I’m a Navy veteran, and I deployed with JSOC and the Marine Corps in Iraq and Afghanistan. As a woman, I was especially tasked with working in the villages, often rendering aid to address basic needs among the most disenfranchised populations, as I could go where men were not allowed. My work was in intelligence, and I learned quickly the effectiveness and winning strategy of compassionately-delivered food and medical aid.
I was given fantastic training in cutting-edge emergency medicine, and I developed a passion for it. So, in recent months, I decided to get a license to volunteer as an EMT. I never imagined I’d have to use the skills I just refreshed so quickly, when my mom and I made a fateful trip to Walmart!
Even in a relatively well-off town like ours, the stretch of road leading to Walmart is dotted with rent-by-the hour motels, those obvious facilitators of human trafficking, and the drug trade that enslaves its victims. We saw a commotion of homeless people trying desperately to flag down a car from the sidewalk, so my mom managed a heroic driving maneuver, and I ran to see the problem.
Surrounded by his frantic friends, a man lay on the sidewalk, not breathing and without a pulse. He was still warm, and his eyes had the tragically common characteristic appearance of an opioid overdose. Opioid overdoses can be reversed with the drug Narcan, but obviously, the patient must be alive to receive it. Mom ran to call 911 for Narcan, and I began CPR.
In a moment of grace beyond my imagination, to the tearful joy of the friends who held his wrist, the man regained his pulse. He could not breathe, so I breathed for him until the police arrived with the Narcan, which revived him completely. God gave me the unbelievable grace to hold this man’s face as he recovered and speak to him of Jesus’ love for His soul--a love clearly evidenced by the near-miraculous second chance with which he was gifted.
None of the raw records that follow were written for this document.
Issue #143, opened 2026-06-12
.vimrc support


christphralden:
Very excited on this project first of all

# Description

Personally i remap my keys for a boost of productivity, but currently zennotes only supports limited rebinds for vimmotions.
I tried to edit keymaps the best i possibly can, but not all motions are supported in the remaps

adding a .vimrc support over the existing keymap for vim would be gamechanger for many users

christphralden:
@adibhanna id love to contribute to this project, and as per CONTRIBUTING.md if theres any discussion needed, feel free to scope it out. 

but for personal use i forked and created my own implementation on this for now. happy to align

adibhanna:
thank you for your comment! I definitely welcome your contribution! please open a PR for this one! I know I need to improve vim support even more, but im currently the only dev working on this app

PR #146, opened 2026-06-13
feature(vimscript-mappings): add support to extend base keymaps with vimscript

christphralden:
Issue https://github.com/ZenNotes/zennotes/issues/143
# Goal
Vimscript support to enable flexible remapping

# Design desicion
Currently codebase has contracts for keymaps with different scopes of `KeymapScope`. What this PR aims to do is not do a full refactor of existing architecture, but to allow flexibility for users to define their own keymap

> User defined vimscript will be referred as `user-mappings` for this context

user-mappings are treated as a different entity from `KeymapDefinition`. Why? 
1. To eliminate complexity early on from managed keys and user's preferences
2. Allows complete flexibility to users as long as they know what they are doing (which if you use this app, you probably used vim before)

user-mappings interact directly with codemirror's api

user-mappings are defined inside settings > keymaps > Vimrc opposed as to source it using the file system to give reactive feedback like conflicting keymaps and errors. This is also because we could not possibly support every syntax for example setting a variable.

Going with this direction, to improve UX, conflicting keymaps should be surfaced as warnings for users to manage

# Summary
- Add Vimscript support for custom key mappings in the Editor settings, surfaced as a textarea in the Keymaps panel 
- Introduce diagnostics for user-mappings and flag unknown commands, missing RHS, and conflicts with existing app keymaps inline below the textarea
Supported syntax are as such
```ts
export type VimMode = 'normal' | 'visual' | 'insert'

export type VimMapCmd =
  | 'noremap'
  | 'map'
  | 'nnoremap'
  | 'nmap'
  | 'vnoremap'
  | 'vmap'
  | 'xnoremap'
  | 'xmap'
  | 'inoremap'
  | 'imap'

export type VimUnmapCmd = 'unmap' | 'nunmap' | 'vunmap' | 'xunmap' | 'iunmap'
```
-  Detect keymap collisions which is a plus feature

# Notes
There are noisy diffs from differences in linter, if you could specify a .prettierrc it would be great :)

---

image

### DIFF
--- a/packages/app-core/src/components/Editor.tsx
+++ b/packages/app-core/src/components/Editor.tsx
@@ -44,6 +44,7 @@ import { applyVimInsertEscape } from '../lib/vim-insert-escape'
 
 let vimCommandsRegistered = false
 let syncedVimBindings: Partial<Record<KeymapId, string[]>> = {}
+let appliedVimMappingLhs: string[] = []
 
 const DEFAULT_VIM_MAPPINGS_TO_CLEAR = [
   'gd',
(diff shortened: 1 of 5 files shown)


Tornado300:
i would love a way of adding my vim config into zennotes.

adibhanna:
Closing as stale: it has drifted into conflict against 44 days of changes and is a large diff. #143 stays open as the tracking issue; if you want to rebase a smaller version I will review it.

I was shocked to realize, however, that this story does not have an entirely happy ending. It is, however, an ending we can change together. When an ambulance crew finally arrived, I was angrily berated for using mouth-to-mouth resuscitation. I understand the COVID-era concern, and had I been prepared for this emergency, I would have had a bag-valve mask for the administration of CPR, but I explained that because he was not breathing and I had no equipment, I did not see an alternative.
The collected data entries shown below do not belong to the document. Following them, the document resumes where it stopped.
PR #162, opened 2026-06-14
add optional native Linux title bar setting

ptdewey:
Adds a Linux-only appearance setting to use the native window-manager title bar instead of the default electron title bar. This option will only show up in the settings page on a linux system, and requires a restartn to take effect (the electron window needs to be recreated to adjust window decorations). Default behavior remains the same as before.

Screenshots:

With default electron title bar:
image

No title bar (based on my window manager setting):

image

Toggle in settings:
image

Sorry if I should have opened an issue for this first, but I figured this would a relatively small and unobjectionable change.


wholetthekfcgo:
+1

radiorambo:
Fixes https://github.com/ZenNotes/zennotes/issues/263

raphael-soares:
+1

Kamyil:
omg, I would love to have this on macOS as well. Default title bar takes so much space, I would like to have something like Helium browser has

Tornado300:
yes please. that would be awesome!.

Tornado300:
for everyone that wants to have a quick fix/workaround for removing the title bar, you can just remove the whole bar with css.
```css
.glass-titlebar {
	display: none;
}
```

maybe that helps someone.

Kamyil:
@Tornado300 Holy cow, it's soooo sooo much better. Thank you so much!
image

Tornado300:
@Kamyil no problem, css overrides are powerful. 
PS: if you are on the discord, there is a theme channel where everyone can put css snippets. i have also put a snippet for better tabs. it makes them a bit bigger, rounder, changes the limiter bar  and some other stuff. im also doin some other snippets and might post them there if they are worth it.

In front of the overdose victim’s friends, who I presume may face the same difficulties of addiction that he did, along with the tragedy and suffering that led to addiction in their lives, the ambulance crew member responded in a way that said, “He is addicted. He wasn’t worth your breath.”
I know, my Christian brothers and sisters reading this, that you don’t see this man’s soul as the world sees it but as God sees it: equally worthy of love and of every chance as any of us. The exhausted EMS system, however, can not be blamed for lacking this perspective when they are caught in a seemingly endless war. That’s the war in Narcanistan.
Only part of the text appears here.